Page 40

Story: Tied up in Knots

“Showing you how much you mean to me.”

“I may be pregnant with your child, and appreciate your body, but I don’t think now is the time, Warren.” She’s trying to scold me and sound stern, but her breath hitches a little when I strip off the shirt and stand bare chested in front of her. Every single one of my tattoos on display.

“Ha, so you admit it’s my child.”

She glowers at me, but I ignore it. Reaching out I grab her hand and place it flat on my chest right over my anchor tattoo, right over my heart. Her small hand is warm against my cool skin, and it nearly burns me. Her fingers twitch and brush against the inked skin.

“Do you remember when I got this tattoo?”

Her forehead pinches and she stares at it trying to recall when I came home with the piece. To be fair I hadn’t told anyone I had gotten it and it was already healed by the time she saw it.

“Um, I think I was twenty-one. You never did tell us why you got it. we just thought it was another for your growing collection.”

“I got it when you were dating that dipstick, Roy.”

Bambi quirks her head and briefly looks up at me. This close I can see every freckle on her pink cheeks, and I begin trailing a path across them like I have so many times before. Her face is so familiar and yet every time I look at her, I find something new to appreciate.

“Roy?”

“Yeah. It was your first serious relationship, and I wasn’t taking it well. You’d always beenmyBambi and here was some other guy taking you from me. I knew I couldn’t have you, but I didn’t want to share you either. So, I drew this anchor,” I pick up her finger and place it right where her name hides in the shapes and trace the letters one by one. “Put your name in it and carved it into my chest right over my heart. Cementing a piece of you on me for eternity.”

Her lashes flutter as she leans closer to follow the path of her finger, her eyes widening when she finally realizes what’s been there all along right in front of her.

“B-A-M-B-I. Because you’re my Bambi. Everyone else gets Raelyn, but no one can have my Bambi.”

“How did I never see it before?”

“It’s easy for people to not see what’s right in front of them.

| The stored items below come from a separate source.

PR #815, opened 2024-01-16
Fix compile error with no 'metadata'  feature

h7kanna:
Fixed compile error as 'set_custom_type_with_comments' is gated with 'metadata' feature.

### DIFF
--- a/codegen/src/rhai_module.rs
+++ b/codegen/src/rhai_module.rs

I knew you were there the whole time and still never told you how I felt about you.Feelabout you. I’m just as much to blame.”

I release her hand, but she doesn’t stop tracing the patterns, learning the new shape within.

“You’re my anchor, Bambi. You hold me steady when I want to drift in the waves. When I feel lost at sea, you are the one thing that anchors me in place and keeps me from losing my way.Although I fear I may have gotten lost for a time, once again you pulled me where I need to be.”

She pulls her bottom lip into her mouth and inspects my chest, quietly listening to me bare my entire fucking soul to her.

Please don’t say it’s too late. Please don’t make me leave again.

“Even so, you left. I can’t trust that you won’t leave again. Leaving this town and everyone in it behind is all you’ve ever talked about since we were teenagers. Why would I believe that now you will stay? That anything has changed? Like you said yourself, you felt like this for me a long time ago. If it wasn’t enough then, why is it enough now?”

My confidence and hope crack a little at her words, but she’s right to question me. I’ve been in love with her for so long and never done anything about it. My feelings for her never stopped me from building my boat and sailing away at the first opportunity I got. I kept her at arm’s length for years. I was a fool, and it’s only in getting what I always wanted that I realize it was never what I needed. I’m going to have to prove this to her.

Determination settles in my spine, because she didn’t say no, she didn’t turn me away. There’s still hope.

“Because now I’m seeing clearly. I’m not letting my past and my parents cloud my decisions any longer. I never thought my leaving would affect you so much. I was only focused on myself and getting away, thinking once I did everything would be better.”

“Was it?”

I reach up and cover her hand still resting on my chest, drawing strength from her touch.

“No. It was worse. I thought seeing the world would help me find my place in it. All it did was show me I’d already found my place and left it.”

Leaning down so we’re eye level, I reach out with my free hand and let it hover over her belly silently asking to touch her. She nods and for the first time I reach out and touch our growing son inside her belly. Feeling him move and shift within. I’m so dazed by him and her that I almost forget what I was going to say.

“I promise I will prove to you things are different. That the most important people in my life now are you and him. Everyone else can fuck off.”

My crass, but honest words make her chuckle. Her free hand cradling mine on her stomach. For the first time in my life I feel like I’m right where I should be.